Un reto polar de 102 años completado con éxito

Saunders y L'Herpiniere completan con éxito un periplo histórico de ida y vuelta al polo sur.
Ben Saunders y Tarka L'Herpiniere posan para un selfie en el polo sur
¡Selfie en el polo sur! © www.scottexpedition.com
Por Andy Pag

El capitán Scott dirigió la primera expedición británica al polo sur, en enero 1912, pero todos murieron en el intento.

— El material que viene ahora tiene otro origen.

PR #1099, opened 2021-01-13
fix(chip-set): emit startEdit event when text field gets focus

### LINKED ISSUE #1064: limel-picker: picker for multiple values closes the dropdown after the first value is selected, and it's difficult to open it again (quite a lot annoying, and _might_ prevent users from doing their work)
## Current behavior

In a picker for multiple values, after an item has been picked, the picker is focused, but the dropdown is closed. To open the dropdown again, you have to either type something, or blur the picker and then focus it again (either by clicking outside it and then on it again, or by tabbing away and then back to it).

1. In a limel-picker that is configured with `multiple=true`, select an item

- The picker stays focused, but the dropdown closes
- Clicking on the picker does not open the dropdown again, unless the picker is first blurred
- Pressing the down-arrow key or the enter key does nothing

## Expected behavior

For a picker that allows multiple items to be selected, the dropdown should probably just stay open. If we do actually want it to close, it should open again if the user clicks on the picker, without the need to blur the picker first. I think it should also open if the user presses the down-arrow key or the enter key on their keyboard.

## Environment

- **lime-elements** version: 29.8.0

hannahu:
fix #1064

This code was removed in this commit https://github.com/Lundalogik/lime-elements/commit/4e473a131dab790feb909ead0ed846795aa0ccf5

Is there any reason for us to consider that only one _startEdit_ event is sent?

## Review:

### Browsers tested:

Windows:
- [ ] Chrome
- [ ] Edge
- [ ] Firefox

Linux:
- [ ] Chrome
- [ ] Firefox

macOS:
- [ ] Chrome
- [ ] Firefox
- [ ] Safari

Mobile:
- [ ] Chrome on Android
- [ ] iOS

### DIFF
--- a/src/components/chip-set/chip-set.tsx
+++ b/src/components/chip-set/chip-set.tsx
@@ -201,6 +201,7 @@ export class ChipSet {
         }
 
         this.host.shadowRoot.querySelector('input').focus();
+        this.startEdit.emit();
     }
 
     /**


adrianschmidt:
> This code was removed in this commit 4e473a1
>
> Is there any reason for us to consider that only one startEdit event is sent?

@maltja and @jgroth wrote and reviewed that commit it looks like, so: Ping! 😊

jgroth:
I think there were multiple events being emitted when there should only have been one :thinking:

maltja:
> I think there were multiple events being emitted when there should only have been one 🤔

Yes, I also think that was why I did like that. And I don't think that I knew then that you should be able to pick multiple values in the dropdown menu. 😅

adrianschmidt:
I think it makes sense that we should emit another `startEdit` event if we are already in "edit mode".

But it seems we're a little bit out of synk between the chip-set and the picker, since the picker closes the menu and seems to think we're no longer in edit mode, while the chip-set obviously still considers itself to be in edit mode…

I'm not sure if maybe one should be changed to leave or stay in edit mode, or if we should de-couple the opening of the menu from the `startEdit` event, and listen to some other event (or something) for that?

src/components/chip-set/chip-set.tsx
```diff
@@ -401,10 +401,6 @@ export class ChipSet {
      * @returns {void}
      */
     private handleTextFieldFocus() {
-        if (this.editMode) {
-            return;
-        }
-
```
jgroth, line 407: This reintroduces the bug that was solved in #985

I had a look through the code, and it seems like we are not emitting `startEdit` when we explicitly set the focus through the `setFocus` method, maybe that will solve this? E.g.

```diff
    @Method()
    public async setFocus(emptyInput: boolean = false) {
        this.editMode = true;
        if (emptyInput) {
            this.textValue = '';
        }

        this.host.shadowRoot.querySelector('input').focus();
+       this.startEdit.emit();
    }
```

En 2014, dos exploradores, Ben Saunders y Tarka L’Herpiniere, han conseguido completar el reto que Scott se había impuesto. Para Saunders, que ya había esquiado en solitario en el polo norte, completar la expedición de Scott era un sueño que le había perseguido durante más de diez años. Junto con L’Herpiniere, el pasado mes de octubre decidió enfrentarse a los 2.888km a pie de la proeza fallida de Scott.
 

Ben Saunders y Tarka L'Herpiniere y banderas que marcan el polo sur
Las banderas que marcan el polo sur © www.scottexpedition.com

La pareja recorrió una media de 17 millas al día durante 105 días, enfrentándose a temperaturas que alcanzaron los -46ºC. Arrastraron trineos con todo lo necesario para calentarse, comer y sobrevivir en el polo sur que inicialmente pesaban 200kg cada uno.

En el camino de ida fueron dejando algunos de los víveres necesarios para el trayecto de vuelta y que recuperarían en su momento dado. Su intención era completar el reto sin asistencia exterior, tal y como intentó hacerlo Scott. Incluso cuando llegaron a la estación de investigación Admundsen-Scott, que marca geográficamente el polo sur, dieron media vuelta y siguieron con su aventura, sin romper la rutina diaria, perder tiempo, ni repostar.
 

Ben Saunders y Tarka L'Herpiniere en el polo sur en 2014
El equipo es todo sonrisas en el polo sur © Xenia Brundin

Peter McDowell, que ofrece apoyo logístico para expediciones polares, describió el proyecto como 50% más difícil que cualquier otro proyecto del que haya sido testigo.

Desafortunadamente, la ambición de completar el periplo sin apoyo fue imposible el día 60. La pareja se había impuesto la meta ambiciosa de cubrir 42km al día a lo largo de todo el camino de vuelta y espaciaron sus raciones en base a ese cálculo. El ritmo acelerado pasó factura y no consiguieron mantener la cadencia prevista lo que les obligó a comer medias raciones y a acortar las noches de descanso. La falta de energía consecuente redujo aún más la marcha. Una semana después, L’Herpiniere mostraba signos de hipotermia y con tan sólo media ración restante antes de llegar al siguiente stock de comida del camino, a 70km, Saunders tuvo que pedir ayuda aérea.
 

Saunders y L'Herpiniere al final de su expedición en el Antártico en febrero 2014
La pareja extenuada llega al final de su aventura © Xenia Brundin

En su blog itinerante, Saunders escribió: « Vine aquí para retarme y probar mi valía, para darlo todo por conseguir el reto más difícil que me hubiera impuesto nunca. Y este ha sido el momento crucial, el más importante de todos. No era el instante en el que me hacían una foto en el polo sur sino este en el que me encuentro junto a mi amigo, bajo vientos huracanados, a muchos kilómetros de todo y de nadie. »

No ser capaz de completar la aventura « sin apoyo » hubiese sido una decepción de gran magnitud para los dos protagonistas que empezaron la prueba hace cuatro meses pero, tras haber ido más allá de sus límites físicos, han vuelto con una comprensión nueva de la noción de camaradería además de la consciencia de haber completado algo histórico al finalizar la expedición de Scott con éxito.